## Task instructions
In the listing below, print exactly the lines between the line holding "Screenshot_3" and the line holding "Make direct download", inclusive, and no more.
********************
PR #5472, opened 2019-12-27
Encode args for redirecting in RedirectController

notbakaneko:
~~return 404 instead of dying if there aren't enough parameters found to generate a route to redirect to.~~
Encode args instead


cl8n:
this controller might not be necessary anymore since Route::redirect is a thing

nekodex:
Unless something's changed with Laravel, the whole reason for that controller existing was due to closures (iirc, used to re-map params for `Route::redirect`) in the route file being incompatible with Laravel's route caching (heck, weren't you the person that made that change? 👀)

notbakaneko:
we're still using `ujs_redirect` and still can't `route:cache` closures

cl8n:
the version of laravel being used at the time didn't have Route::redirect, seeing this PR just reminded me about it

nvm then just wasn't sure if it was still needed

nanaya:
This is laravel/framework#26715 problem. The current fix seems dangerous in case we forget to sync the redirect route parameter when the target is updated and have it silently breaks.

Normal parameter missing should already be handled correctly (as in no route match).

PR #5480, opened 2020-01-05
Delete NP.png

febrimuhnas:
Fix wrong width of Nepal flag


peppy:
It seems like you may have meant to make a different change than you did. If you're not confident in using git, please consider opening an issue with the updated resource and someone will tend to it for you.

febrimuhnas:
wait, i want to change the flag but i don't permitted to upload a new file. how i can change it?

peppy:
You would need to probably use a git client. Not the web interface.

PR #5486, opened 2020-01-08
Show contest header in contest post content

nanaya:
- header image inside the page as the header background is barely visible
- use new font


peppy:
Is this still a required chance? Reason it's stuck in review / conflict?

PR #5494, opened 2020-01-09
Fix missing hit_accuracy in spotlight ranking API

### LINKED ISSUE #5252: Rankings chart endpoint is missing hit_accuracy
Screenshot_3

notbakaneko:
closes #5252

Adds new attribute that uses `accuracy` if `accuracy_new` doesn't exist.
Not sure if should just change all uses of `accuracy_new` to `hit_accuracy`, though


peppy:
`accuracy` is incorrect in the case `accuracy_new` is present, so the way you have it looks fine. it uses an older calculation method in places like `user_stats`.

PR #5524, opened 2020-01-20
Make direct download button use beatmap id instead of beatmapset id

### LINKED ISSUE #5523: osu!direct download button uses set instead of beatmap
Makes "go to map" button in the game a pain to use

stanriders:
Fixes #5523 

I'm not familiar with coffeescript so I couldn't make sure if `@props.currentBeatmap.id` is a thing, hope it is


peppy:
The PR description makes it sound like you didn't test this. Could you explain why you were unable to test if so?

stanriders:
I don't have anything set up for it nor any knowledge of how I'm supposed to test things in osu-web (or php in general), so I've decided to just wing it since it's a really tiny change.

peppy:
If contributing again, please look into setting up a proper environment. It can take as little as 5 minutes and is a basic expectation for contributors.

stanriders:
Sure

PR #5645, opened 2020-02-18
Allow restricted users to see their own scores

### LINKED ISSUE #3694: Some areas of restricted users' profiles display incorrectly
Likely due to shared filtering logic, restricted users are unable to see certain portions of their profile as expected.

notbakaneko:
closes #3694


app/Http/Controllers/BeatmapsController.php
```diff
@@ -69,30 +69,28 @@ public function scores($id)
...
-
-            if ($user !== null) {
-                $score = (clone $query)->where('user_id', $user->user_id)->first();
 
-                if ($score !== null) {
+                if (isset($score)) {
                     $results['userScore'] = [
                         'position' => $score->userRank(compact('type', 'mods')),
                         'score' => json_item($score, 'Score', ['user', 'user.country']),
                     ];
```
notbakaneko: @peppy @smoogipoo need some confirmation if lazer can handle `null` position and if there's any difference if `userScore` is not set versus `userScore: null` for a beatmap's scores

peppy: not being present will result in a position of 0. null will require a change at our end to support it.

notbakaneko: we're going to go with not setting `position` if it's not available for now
********************
## Result of this exercise
Screenshot_3

notbakaneko:
closes #5252

Adds new attribute that uses `accuracy` if `accuracy_new` doesn't exist.
Not sure if should just change all uses of `accuracy_new` to `hit_accuracy`, though


peppy:
`accuracy` is incorrect in the case `accuracy_new` is present, so the way you have it looks fine. it uses an older calculation method in places like `user_stats`.

PR #5524, opened 2020-01-20
Make direct download button use beatmap id instead of beatmapset id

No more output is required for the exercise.